Micheal VonnMicheal Vonn, a lawyer who
teaches the ethics of librarianship, on banning books, placement calls, and why stocking library shelves is a lot like selecting
stories for tomorrow’s paper (and how both can be done better).

I have been heartened by a number of recent articles critically examining the media hullabaloo about Mr. Jones and the bonfire of the inanities. In the excellent “Terry Jones Syndrome: Guidelines for responsible news selection”, Stephen Ward sets out principles and suggestions to guide ethical news selection, with a particular focus on dealing with stories that have gone viral. I am more familiar with information ethics in a library context than a media context, but it strikes me that there is considerable overlap. 

I have co-taught a graduate course in information ethics and intellectual freedom at a library school. Almost no one outside a library school has any ideas what that means, so inevitably I would use short-hand: “It’s about censorship”. Which of course makes my academic colleagues jealous, because censorship is a juicy topic to explore, frequently involving sex, drugs, violence, racism, witchcraft and same-sex parenting penguins.

Although we use the language of “censorship” in a library context, it is quite rare for a book to be “banned”.  What is infinitely more common is for a book to be “challenged”, which means that complaints have been made and these may include demands that the book be taken off the shelves. And if you are wondering where the penguins come in, it’s because the lovely 2005 children’s book, And Tango Makes Three, about two adult, male penguins who successfully hatch and raise a baby penguin named Tango, has been one of North America’s most banned and challenged library books for some years running. 

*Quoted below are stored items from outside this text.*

Issue #474, opened 2014-09-10
Using TOR or PROXY to login  SSH


Leanerz:
Hi,
I am looking for a way to add proxy / TOR to connect to SSH using phpseclib !

You can show me all the request connection used by the script to modify them and add proxy ?

Thank you in advance :)

PR #872, opened 2015-11-17
Proxy support

auro1:
If anyone wants to give a hand, just put a comment here and I'll grant you write access to the repo.
Stolen code from https://github.com/phpseclib/phpseclib/issues/474

DO __NOT__ MERGE THIS YET

### DIFF
--- a/phpseclib/Net/SSH2.php
+++ b/phpseclib/Net/SSH2.php
@@ -1026,50 +1026,57 @@ class SSH2
 			/**
 				EDIT START
 			**/
-			$socks['port'] = $this->proxyPort; 
-			$socks['address'] = $this->proxyHost; 
+			if (!empty($this->proxyHost))
+			{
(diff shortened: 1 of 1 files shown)


terrafrost:
It'd be easier to review the code if all the commits were squashed into one, altho idk if you're ready for it to be reviewed yet.

Anyway, I think, in theory, #746 kinda eliminates the need for this. Setup the SOCKS5 / HTTP(S) proxy outside of the SSH class and then pass the socket resource to the Net_SSH2 constructor.

faridmovsumov:
@auro1 I have the same problem. Thanks for trying solve this problem. Does it work?

BreakHear7:
Does it work with SSH?

terrafrost:
#1460 demos SOCKS5 proxy support. https://github.com/phpseclib/phpseclib/issues/1339#issuecomment-462224179 demonstrates HTTP proxy support.

PR #3047, opened 2018-05-22
fix mouse wheel close tab event.

WeslyG:
Hey, i am fix Mouse wheel close tab event)

### DIFF
--- a/lib/components/tab.js
+++ b/lib/components/tab.js
@@ -46,6 +46,7 @@ export default class Tab extends React.PureComponent {
           onMouseEnter={this.handleHover}
           onMouseLeave={this.handleBlur}
           onClick={this.props.onClick}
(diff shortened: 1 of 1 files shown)


lib/components/tab.js
```diff
@@ -54,7 +55,7 @@ export default class Tab extends React.PureComponent {
           {this.props.customChildrenBefore}
           <span
             className={`tab_text ${isLast ? 'tab_textLast' : ''} ${isActive ? 'tab_textActive' : ''}`}
-            onClick={this.handleClick}
```
chabou: Why do you remove this handler (and keep it on `<li>` component)?

If you add onMouseUp, I suppose that is because onClick is not triggered with the middle button?
I would suggest splitting `handleClick` handler (because you have to test `isMiddleClick` only in a `onMouseUp` handler)

Issue #280, opened 2016-07-19
Create options around scrollback buffer


chiefy:
Easy way to crash Hyperterm:

```
find /
```

Since there's unlimited scrollback buffer, memory just keeps getting eaten especially if you're tailing logs or catting large logfiles. It would probably solve the issue if there was an option to limit scrollback (check out iTerm2's options around this)

rgl:
This is a hterm issue that is described at https://crbug.com/220406.

ppot:
I would need to play with this. How far in the scroll back Iterm2's handle ? @chiefy

chiefy:
@ppot iTerm's scrollback buffer is configurable by numbers of lines or "unlimited"

cavaliercoder:
It would also be useful to disable the buffer entirely (as I do in OS X Terminal), so I can use tmux instead for scrollback.

chabou:
@cavaliercoder maybe [hyperterm-alternatescroll](https://github.com/lkzhao/hyperterm-alternatescroll) can help ?

rickarubio:
Is there any way to set the scrollback buffer size / scrollback lines in hyper ? I am running into an issue with hyper 2.0.4 where I can only scroll a few hundred lines at most, but I would really like to be able to scroll back through my terminal output much further than this.

AuHau:
Is there any update on this? The current size of scrollback buffer is not really sufficient...

chabou:
We need to use `xtermjs` `scrollback` option: https://github.com/xtermjs/xterm.js/blob/a3ce881897818d1c61476620e7d037717ca9a68f/src/Terminal.ts#L113

Pretty easy to implement and very useful.

chhschou:
Closed #3056 as #3038 already exists and pending review by @chabou.

chhschou:
This can close, #3038 has been merged.

albinekb:
Thanks for the help @chhschou 🎉

jorisw:
So? What is the option and what kind of values does it take?

albinekb:
@jorisw  It's documented here: https://hyper.is/#cfg
![image](https://user-images.githubusercontent.com/5027156/45495131-eae79380-b772-11e8-8ffd-8cbd7f66fe08.png)

sobolevn:
Is it possible to disable it completely? `Terminal.app` has this mode called "as much as my memory allows".

And I am quite used to it. So, setting any kind of `scrollback` numbers is not the same.

[...]

PR #3056, opened 2018-05-24
add scrollback buffer config option

chhschou:
As stated. The config option added is called `scollback` and takes a number.
Without the option in config the xterm.js default is used (1000?) I believe.

Discussed in #280


jaridmargolin:
I think this is more or less a duplicate of #3038

chhschou:
Cool thanks @jaridmargolin I didn't see it referenced to the issue. I'll close this.

Issue #3060, opened 2018-05-25
"yarn run dist" produces an invalid binary on mac with latest canary


MisterTea:
Upon running the canary binary produced by yarn run dist, I get this:

![image](https://user-images.githubusercontent.com/306879/40569837-d301fcfa-6039-11e8-9224-abebbaec7994.png)

tjwelde:
This relates to this PR: https://github.com/zeit/hyper/pull/2866. I commented there with two solutions, but I need feedback.

jcrben:
We should also update the test to actually test that a valid binary is produced - right now it's just hanging with no success or failure https://github.com/zeit/hyper/blob/canary/test/index.js#L11

LabhanshAgrawal:
seems to be fixed

PR #3065, opened 2018-05-30
macos build failure should show

jcrben:
Trying to reproduce build failure noted in https://github.com/zeit/hyper/issues/3060


albinekb:
But how are you making it test the release version of the app? Is it already building the release version of Hyper.app and running it in CI? 🤔 I don't think so?

PR #3067, opened 2018-06-04
Fix module hijacking

chabou:
Regression was introduced by #2866. Release version of Hyper failed to start.
Requiring react(-dom) in main process makes no sense.

### DIFF
--- a/app/plugins.js
+++ b/app/plugins.js
@@ -49,24 +49,19 @@ config.subscribe(() => {
 // so plugins can `require` them without needing their own version
 // https://github.com/zeit/hyper/issues/619
 function patchModuleLoad() {
-  const React = require('react');
-  const PureComponent = React.PureComponent;
-  const ReactDOM = require('react-dom');
-
   const Module = require('module');
   const originalLoad = Module._load;
   Module._load = function _load(modulePath) {
     // PLEASE NOTE: Code changes here, also need to be changed in
     // lib/utils/plugins.js
     switch (modulePath) {
-      case 'react':
-        return React;
-      case 'react-dom':
-        return ReactDOM;
-      case 'hyper/component':
-        return PureComponent;
+      // case 'hyper/component':
+      //   return PureComponent;
       // These return Object, since they work differently on the backend, than on the frontend.
       // Still needs to be here, to prevent errors, while loading plugins.
+      // case 'react':
+      // case 'react-dom':
+      case 'hyper/component':
       case 'hyper/Notification':
       case 'hyper/notify':
       case 'hyper/decorate':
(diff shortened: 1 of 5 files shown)


app/plugins.js
```diff
@@ -49,24 +49,19 @@ config.subscribe(() => {
...
     // PLEASE NOTE: Code changes here, also need to be changed in
     // lib/utils/plugins.js
     switch (modulePath) {
-      case 'react':
-        return React;
-      case 'react-dom':
-        return ReactDOM;
-      case 'hyper/component':
-        return PureComponent;
+      // case 'hyper/component':
```
albinekb: Shouldn't we try to revert this file to what it was before it changed? So that we won't get regressions with plugins that relied on this weirdness? 🤔

tjwelde:
@albinekb Please see https://github.com/zeit/hyper/pull/2866 to see, why it is necessary for plugins to have this.
Since main and render process hooks are located in one file at the plugin side, plugins relying on module.load hijacking on the render side fail, when they load at the main side.

chabou:
@albinekb This is the (better) error handling in our v2 that prevent these regular plugins to be loaded.

Question is: did these plugins really need this weird module hijacking?

tjwelde:
I don't know what will be the issue further down the road, when react versions differ...

chabou:
But if we decide to break this module hijacking, we need to deprecate this usage with some warning before cutting it.

tjwelde:
Yes. Someone introduced module hijacking. Is he reachable? What was the reasoning?

chabou:
First module hijacking was introduced by https://github.com/zeit/hyper/commit/a3d5004c1342d65bcb3c6301bc932957ff51ceff

And I think that React version consistency is the main reason. And plugins size because React is mutualized.

Other related PRs: #977, #1261 and #1878

tjwelde:
With this PR, no error is thrown in the built version, but the hyperline plugin doesn't load.

chabou:
@tjwelde oh, you're right... We should keep `react(-dom)` but not really require it.

I'm trying to fix this.

chabou:
Ok same conclusion than https://github.com/zeit/hyper/pull/2866#issuecomment-390469645

> So, we either add react and react-dom also to app/package.json, or we decouple "frontend hooks" from "backend hooks" at the plugin side, e.g. we have two entry points in a plugin, one for the Electron hooks, one for the Renderer hooks.

Third solution would be to stop exposing React/ReactDom/PureComponent and let plugins that need it to embed it.

Regular plugins can decorate components without requiring React because React is passed as parameter to decorator functions.

I think that third solution is better. But we should evaluate how many plugins relay on this. (My guess is: only `hyperline` :trollface:)

For now, I will measure impact on performance/starting time of adding react to main process dependencies. It could be a good temporary solution

tjwelde:
All 3 solutions would be fine for me.

chabou:
I tested launch time. And this is 6% slower with embedding react.
I added some deprecation warning. And we need to remove them ASAP.

But this is ok for next canary

Issue #1612, opened 2017-03-08
Hanging when behind a proxy with authentication


julianonunes:
- [x] I am on the [latest](https://github.com/zeit/hyper/releases/latest) Hyper.app version
- [x] I have searched the [issues](https://github.com/zeit/hyper/issues) of this repo and believe that this is not a duplicate

- **OS version and name**: Windows 10 Build 14393.693
- **Hyper.app version**: 1.2.1
- **Link of a [Gist](https://gist.github.com/) with the contents of your .hyper.js**: https://gist.github.com/julianonunes/43558260b32de2e8d19cbc7e6470e416
- **Relevant information from devtools** _(CMD+ALT+I on Mac OS, CTRL+SHIFT+I elsewhere)_: N/A
- **The issue is reproducible in vanilla Hyper.app**: Is Vanilla

## Issue
I just downloaded the app and installed, and when I run, after a few seconds it just freezes. I'm behind a corporate proxy using authentication and this often causes problems with Node.js applications that require internet access (but IMHO, I should be able to use Hyper in "disconnected mode").

Strike117:
same here

chabou:
Maybe same issue than https://github.com/zeit/hyper/issues/1829

PatMis16:
I am using Hyper 3 and I cannot install plugins because I am behind a proxy. I tried to enter proxy information into the configuration but it did not work.

bdubn:
There are several threads related to hyper.js proxy issues. What are the FQDNs and/or public IP ranges that are utilized by the hyper.js update mechanism? If we had this information, we would be able to exclude/bypass proxy for this process.

Lunchb0ne:
The update-checker process checks for a feed from https://VERSIONTYPE.hyper.is/update/PLATFORM/VERSION
Where VERSIONTYPE is the type of the app (release or releases-canary)
PLATFORM is the platform of the app
VERSION is the version of the app (eg 3.0.9)

So for example, if I want the feed for Linux stable, I would need to go to

https://releases.hyper.is/update/deb/3.1.0-canary.4

enhsaihan-d:
I have same problem behind a corporate proxy even with proxy configured within npm.

jbrown16:
Can this issue get addressed again please? I am having the same issue as my network uses a corporate proxy. Are @jynolen's changes valid?

digeomel:
Same here 😞

adityamaliyan:
is this still on?
can I work on this?

PR #3108, opened 2018-06-29
Replace node-fetch with electron-fetch

mdogadailo:
When a user starts```hyper```, it sends the request to ```https://hyper-news.now.sh``` from [notifications.js](https://github.com/zeit/hyper/blob/canary/app/notifications.js#L19) file. If the user is  behind the proxy server, this request is going to fail, because in this case, we have to find
- if the user using the proxy
- the configuration of this proxy 
- and credentials

(another scenario from Linux auto update)

This pull request replace [node-fetch](https://github.com/bitinn/node-fetch) with [electron-fetch](https://github.com/arantes555/electron-fetch). 

The ```electron-fetch``` repeats API from ```node-fetch``` (it was forked from last one), but it's using Electron [net](https://github.com/electron/electron/blob/master/docs/api/net.md) module, so ```hyper``` don't need to care about proxy configuration. 
The ```net``` module provides 
- Automatic management of system proxy configuration, support of the wpad protocol and proxy pac configuration files.
- Automatic tunneling of HTTPS requests.
- Support for authenticating proxies using basic, digest, NTLM, Kerberos or negotiate authentication schemes.


albinekb:
Will this solve #1612 ?

mdogadailo:
@albinekb I'll try to reproduce #1612 next week if it solves that, I'll reply in #1612.

mdogadailo:
Dear @albinekb I can't reproduce issue from #1612, looks like there are not a proxy issue. 
I tried to replace response  (it's possible that proxy server just replace content) from https://hyper-news.now.sh with 503 and 404.
I tried to made redirect. I tried to create 30 sec timeout on response. All good, just error to console.

PR #3117, opened 2018-07-04
Fix issue when contents are present above module.exports in .hyper.js

### LINKED ISSUE #3076: `hyper install` crashes if .hyper.js has other lines above the `module.exports`

- **OS version and name**:  macOS 10.1.4
- **Hyper.app version**:  2.0.0
- **Link of a [Gist](https://gist.github.com/) with the contents of your .hyper.js**: https://gist.github.com/legodude17/de5c254a5087f1e8f6e3cfb27c04faa2
- **Relevant information from devtools** _(CMD+ALT+I on macOS, CTRL+SHIFT+I elsewhere)_:  N/A

## Issue
`hyper install` crashes if if you include other JS than just the `module.exports = ` at the top.

astronomersiva:
Fixes  #3076.

### DIFF
--- a/cli/api.js
+++ b/cli/api.js
@@ -44,7 +44,18 @@ const getFileContents = memoize(() => {
 
 const getParsedFile = memoize(() => recast.parse(getFileContents()));
 
-const getProperties = memoize(() => getParsedFile().program.body[0].expression.right.properties);
+const getProperties = memoize(() => {
+  let parsedFile = getParsedFile();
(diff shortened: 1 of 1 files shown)


astronomersiva:
I would really appreciate some eyes on this @timothyis.

albinekb:
We're thinking of moving to json5 format and not allow config to be in JS because things like these... thoughts @chabou

Stanzilla:
I'll close this since I actually think switching formats is the best way forward

PR #3118, opened 2018-07-06
add background to system-context-menu

LevitatingBusinessMan:
I started using Hyper recently and I think it's amazing. I did notice though, that the Open Hyper Here explorer option was only enabled on directories themselves. So I decided to add a background instance myself. This allows the same option to open up when right-clicking inside directories/desktop.

### DIFF
--- a/app/system-context-menu.js
+++ b/app/system-context-menu.js
@@ -1,7 +1,11 @@
 const Registry = require('winreg');
 
 const appPath = `"${process.execPath}"`;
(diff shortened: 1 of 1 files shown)


Stanzilla:
@LevitatingBusinessMan is this still needed? I can currently right click inside directories and get the "Open Hyper here" option?

LevitatingBusinessMan:
In that case I guess not, the code is pretty badly written anyway. I'll be closing it.

PR #3123, opened 2018-07-12
Add examples of Cygwin and Git Bash

pd4d10:


BananaAcid:
It should also include wsl.exe or wsl's bash.exe

Issue #3025, opened 2018-05-16
Ctrl + Backspace do not delete the word


hknielsen:
I would like the ability to `Ctrl + Backspace` / `Ctrl + Delete` to delete text in Hyper as possible in other terminals / Text Editors.

OS: Windows
Hyper version: 2.0 stable

rfgamaral:
Is <kbd>Ctrl</kbd>+<kbd>Backspace</kbd> / <kbd>Ctrl</kbd>+<kbd>Delete</kbd> suppose to delete word-by-word the text on the right and left respectively, or something else?

Because that's the current behavior on my Hyper terminal running Windows Subsystem for Linux. Maybe it's a shell thing? Which shell are you using?

FirstWorldSlardar:
"Because that's the current behavior on my Hyper terminal running Windows Subsystem for Linux." for me too :)

hknielsen:
Im using powershell as shell. I normally used ComEmu with Powershll before, and there it works

hknielsen:
@rfgamaral "Is Ctrl+Backspace / Ctrl+Delete suppose to delete word-by-word the text on the right and left respectively, or something else?"
Yes it should. But this is fx 3 words: `Something-Else`
I normally compare what Sublime do. But mostly this is also how fx ConEmu handle words

cwadrupldijjit:
As a note, the <kbd>Ctrl</kbd>+(<kbd>Backspace</kbd>/<kbd>Delete</kbd>) does work in PowerShell's terminal itself, just when I've tried it with Hyper, it doesn't do it.  I'm not sure if that is something that bash with WSL automatically includes or if it's something that just works with the way Hyper's set up.  I'd guess it's probably the first.

Which means that it's possible that PowerShell doesn't include a case for <kbd>Ctrl</kbd>+(<kbd>Backspace</kbd>/<kbd>Delete</kbd>), but the terminal does.  I am not sure if that is actually the case or not, but it's an initial guess.

mallochio:
Same here. Key combination works on standard powershell but not from powershell within Hyper.

enbandari:
Still the same.

OS: Windows
Hyper version: 3.0.2 stable
Shell: Powershell

malik446644:
me too .. i have the same probleme .. please fix it fast

ravindersaluja:
[...]

Issue #2873, opened 2018-04-18
Ctrl+Arrow Key and Ctrl+Shift Selection no longer work on Windows


sbatten:
- [x] I am on the [latest](https://github.com/zeit/hyper/releases/latest) Hyper.app version
- [x] I have searched the [issues](https://github.com/zeit/hyper/issues) of this repo and believe that this is not a duplicate

- **OS version and name**: Windows 10 x64 1709
- **Hyper.app version**: 2.0.0

## Issue

Using Ctrl + Arrow Keys on windows used to control movement as expected. Now it outputs characters. Combining this with shift should select the text but now does nothing.

Tyriar:
ctrl+shift+arrows should work, a Hyper keybinding might be intercepting it?

oujunhao:
I don't know if this helps, but `Ctrl+Left` inserts `b` and `Ctrl+Right` inserts `f`.

Xapphire13:
@Tyriar, those commands (at least on my machine) control tab selection. I think @sbatten is referring to navigating through input text

Tyriar:
@Xapphire13 yeah, my statement stands; Hyper is intercepting it so it's not being interpreted by the shell.

lordspamalot:
Same problem here. 

Using Hyper 2.0.0 and Windows 10 1709.

If i use the key combination "ctrl+left arrow" then a "b" is written and if i use the combination "ctrl+right arrow" a "f" is written.

This behavior also occurs when I execute the function via the menu (Edit > Move to > Prevoius/Next Word).

Adjusting the keyboard shortcuts didn't help either:

```
"editor:movePreviousWord": "ctrl+left",
"editor:moveNextWord": "ctrl+right",
```

or;

```
"editor:movePreviousWord": "alt+left",
"editor:moveNextWord": "alt+right",
```

jnpwly:
For me, using Hyper 2.0.0 (stable), and no plugins, on Windows 10 Professional (x64) Version 1803 (build 17134.228), the key combinations [ALT]+[Left Arrow], [ALT]+[Right Arrow] move backwards and forwards through the entered text. I would *expect* [CTRL]+[Left Arrow] and [CTRL]+[Right Arrow] to do this, but as others have mentioned above, [CTRL]+[Left Arrow] writes out a `b` and [CTRL]+[Right Arrow] writes out an `f`.

DSlatkin:
[...]

PR #3146, opened 2018-08-01
Windows Keybindings was not correctly setup

hknielsen:
I created https://github.com/zeit/hyper/issues/3025 because on Windows, using Powershell as shell, key's didnt work for fx. move word.

What I saw was, "alt+arrows" worked to some degree, but not the expected keymappings defined in `win32.json`.
So for some reason the beneath didnt work, and if evaluated directly in Paths.js it did. Dont know enough of nodejs to say what are happening. But this fixed it. Could be a Windows specific NodeJs bug.

If you got any better way of doing this let me know.

### DIFF
--- a/app/config/paths.js
+++ b/app/config/paths.js
@@ -45,18 +45,22 @@ const darwinKeys = join(keymapPath, 'darwin.json');
 const win32Keys = join(keymapPath, 'win32.json');
 const linuxKeys = join(keymapPath, 'linux.json');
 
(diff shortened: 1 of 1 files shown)


DSlatkin:
Commented more on the issue [here](https://github.com/zeit/hyper/issues/2873#issuecomment-420769458) regarding this fix in the context of the central issue at hand.

Stanzilla:
@hknielsen willing to pick this up again?

Issue #2697, opened 2018-02-22
Support for vertical selection


kenorb:
- [X] I am on the [latest](https://github.com/zeit/hyper/releases/latest) Hyper.app version
- [X] I have searched the [issues](https://github.com/zeit/hyper/issues) of this repo and believe that this is not a duplicate

- **OS version and name**: 10.13.2 (17C2120)
- **Hyper.app version**: Hyper 1.4.8 (stable)

## Issue

In _Terminal_ app I could press _Alt_ key and make a vertical selection, similar in iTerm. E.g.

<img width="194" alt="screen shot 2018-02-22 at 16 01 22" src="https://user-images.githubusercontent.com/266306/36549109-dbd38b02-17e9-11e8-8129-a22e3c69241d.png">

However vertical selection is not supported in Hyper.

chabou:
In our v2, selection is handled by xterm.js.
Thus, we need to implement this in xterm.js repository.

Stanzilla:
Hey there, to verify if this is indeed a Hyper issue or upstream at https://github.com/xtermjs/xterm.js/ could you please test if another xterm.js powered terminal shows the same problem you are experiencing? I suggest using https://github.com/Microsoft/vscode for testing. Thanks!

kenorb:
Seems it's fixed now in [upstream](xtermjs/xterm.js/issues/1300).

Tyriar:
You'll get this just by upgrading to 3.5 which was just released 👍, though you will need to expose `macOptionClickForcesSelection` if you want to enable alt+click to force selection on macOS (more info at https://github.com/xtermjs/xterm.js/releases/tag/3.5.0).

LabhanshAgrawal:
fixed in #3255

PR #3178, opened 2018-08-16
Upgrade to xterm 3.6.0 for column selection. Refs #2697

jocull:
This includes the xterm version bump required to enable the column selection feature. See #2697 for more details. I did not add anything for the `macOptionClickForcesSelection` option mentioned, but it seems to work out-of-the-box just fine on my mac.

### DIFF
--- a/yarn.lock
+++ b/yarn.lock
@@ -6693,9 +6693,9 @@ xtend@~2.1.1:
   dependencies:
     object-keys "~0.4.0"
 
-xterm@3.4.1:
-  version "3.4.1"
-  resolved "https://registry.yarnpkg.com/xterm/-/xterm-3.4.1.tgz#12452979ea2db3371f8195832d7407abba988980"
+xterm@3.5.1:
+  version "3.5.1"
+  resolved "https://registry.yarnpkg.com/xterm/-/xterm-3.5.1.tgz#d2e62ab26108a771b7bd1b7be4f6578fb4aff922"
 
 y18n@^3.2.1:
   version "3.2.1"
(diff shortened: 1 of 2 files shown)


yarn.lock
```diff
@@ -6693,9 +6693,9 @@ xtend@~2.1.1:
   dependencies:
     object-keys "~0.4.0"
 
-xterm@3.4.1:
-  version "3.4.1"
-  resolved "https://registry.yarnpkg.com/xterm/-/xterm-3.4.1.tgz#12452979ea2db3371f8195832d7407abba988980"
+xterm@3.5.1:
+  version "3.5.1"
+  resolved "https://purecloud.artifactoryonline.com/purecloud/api/npm/inin-internal-npm/xterm/-/xterm-3.5.1.tgz#d2e62ab26108a771b7bd1b7be4f6578fb4aff922"
```
Stanzilla: wat

jocull: Bah, internal repos. Let me fix

jocull: Updated - thanks for the catch 👍

Tyriar:
You can probably update to 3.6 just as easily, it was mostly a stability release https://github.com/xtermjs/xterm.js/releases/tag/3.6.0

jocull:
I’m not opposed. I only did 3.5.1 this time because 3.5 was minimum with the needed feature and may as well pick up the .1 for any bug fixes :)

Tests did not complain and everything seemed fine with 3.5.1 - not sure if there’s anything else that really needs to be done.

JCMais:
merging this will allow us to use font ligatures again on Hyper

Tyriar:
I would actually wait for 3.7.0 as there was a pretty bad perf regression in either 3.5 or 3.6: https://github.com/xtermjs/xterm.js/issues/1620

PR #3193, opened 2018-08-26
Conventional paths

miyaokamarina:
As described [at MSDN](https://msdn.microsoft.com/en-us/library/bb762584(VS.85).aspx#FOLDERID_RoamingAppData) (with more detailed explanation [here](https://msdn.microsoft.com/en-us/library/bb762494%28VS.85%29.aspx?f=255&MSPPError=-2147217396#CSIDL_APPDATA)), at [XDG](https://standards.freedesktop.org/basedir-spec/basedir-spec-latest.html) and by [Apple](https://developer.apple.com/library/archive/documentation/FileManagement/Conceptual/FileSystemProgrammingGuide/MacOSXDirectories/MacOSXDirectories.html), it's recommended to store user-specific applications data in specific subdirectories rather than directly at `$HOME` to avoid bloating it with dozens of configs and caches.

Unfortunately, Hyper doesn't respect these guidelines at the moment and bloats ~.

To avoid this without breaking changes, I propose to move default configs location to the platform-specific path, but if no data present at new path, try to load it from legacy locations. When loaded, configs will be moved to right location. If data is present at both old and new locations, new location takes priority, and the warning will be displayed at console.

### DIFF
--- a/app/config/paths.js
+++ b/app/config/paths.js
@@ -1,10 +1,10 @@
 // This module exports paths, names, and other metadata that is referenced
 
-const { homedir, platform } = require('os');
-const { statSync } = require('fs');
-const { resolve, join } = require('path');
+const {homedir} = require('os');
+const {statSync} = require('fs');
+const {resolve, join} = require('path');
 
-const { app } = require('electron');
+const {app} = require('electron');
 
 const isDev = require('electron-is-dev');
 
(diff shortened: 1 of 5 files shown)


yochem:
Is this still something that is being considered?

Stanzilla:
@miyaokamarina is this still a problem with the current version (`canary`)?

Tango and other challenged books have a friend in the Canadian Library Association which has a Statement on Intellectual Freedom that clearly says libraries have an obligation to resist efforts to limit access to materials. There are some high profile instances of book being banned, but few of the everyday information ethics issues in libraries fall under that fiery banner. The more usual questions are far from the ‘sexy issues’ aisle where we expect to find censorship matters, and over in the seemingly innocuous, technical department of shelving, classification and selection. 

Placement/prominence and classification are information ethics matters in both libraries and news media.  In libraries, relocation of controversial materials is a fairly common way of avoiding a blatant censorship challenge. If you find that And Tango Makes Three, a children’s picture book that happens to be based on a true story of penguins in a New York zoo, is only to be found under “zoology”, you know you have an information ethics issue. But many classification calls are much more difficult to place on the possible-censorship spectrum, including the question of where to put controversial materials for older children/young adults. And more fundamentally, there is the question of buying the books in the first place. 

On the one hand, “collection management” — acquiring materials for the library — is the obvious starting point for a discussion about access to materials.  Usually framed as a question of “selection vs. censorship” (in keeping with an influential article by Lester Asheim), library scholars and policy advisors have tried to develop criteria and policy for buying materials that ensures that the library isn’t “censoring” materials at the front end by simply failing to acquire it. 

Which is all fine and good in terms of a theory, but since you can’t have every book in the world in your library, what does constitute an ethical framework for choosing? Ann Curry’s research in the 1990s on Canadian public libraries acquisition of Bret Easton Ellis’s notorious novel American Psycho illustrates the complexity of the issue. For example, the most influential factors cited for deciding to purchase American Psycho were the frequency of patron requests and the extent of the media coverage. 

However, librarians who rejected the book because they thought there would not be much demand for it turned out to be right. The media profile apparently generated a lot of discussion about the book, but not much desire to actually read it. So, consulting the “crystal ball of future circulation” would be ideal, except we don’t have one. All we have are librarians’ consideration and interpretation of various factors which include the presence or absence of patron requests, media attention, book reviews, a commitment to having a wide representation of view points on given subjects and knowledge and appreciation of the community’s needs. While this process is clearly more art than science, I have marveled at how a good acquisitions librarian ensures that her library reflects the diversity of the community and diversity of opinion on any topic, no matter how controversial. But, as the American Psycho example illustrates, much ado as a lone factor is not necessarily a reliable guideline for selection. 

Whether the question is American Psycho: yes or no?; How to catalogue the Protocols of the Elders of Zion?; Where to put the graphic novels that are really, really graphic?;  Why the entire media universe glaringly interrupted the well-deserved obscurity of Terry Jones? Or, how that media circus effectively drowned out the report of charges against twelve U.S. soldiers for random killings of Afghan civilians; it strikes me that selection and management are core information ethics issues and that the same democratic principles underlie good journalism and good public libraries. 

Micheal Vonn is a lawyer and the Policy Director of the BC Civil Liberties Association.  She has been an Adjunct Professor at the University of British Columbia in the Faculty of Law and the UBC School of Library, Archival and Information Studies.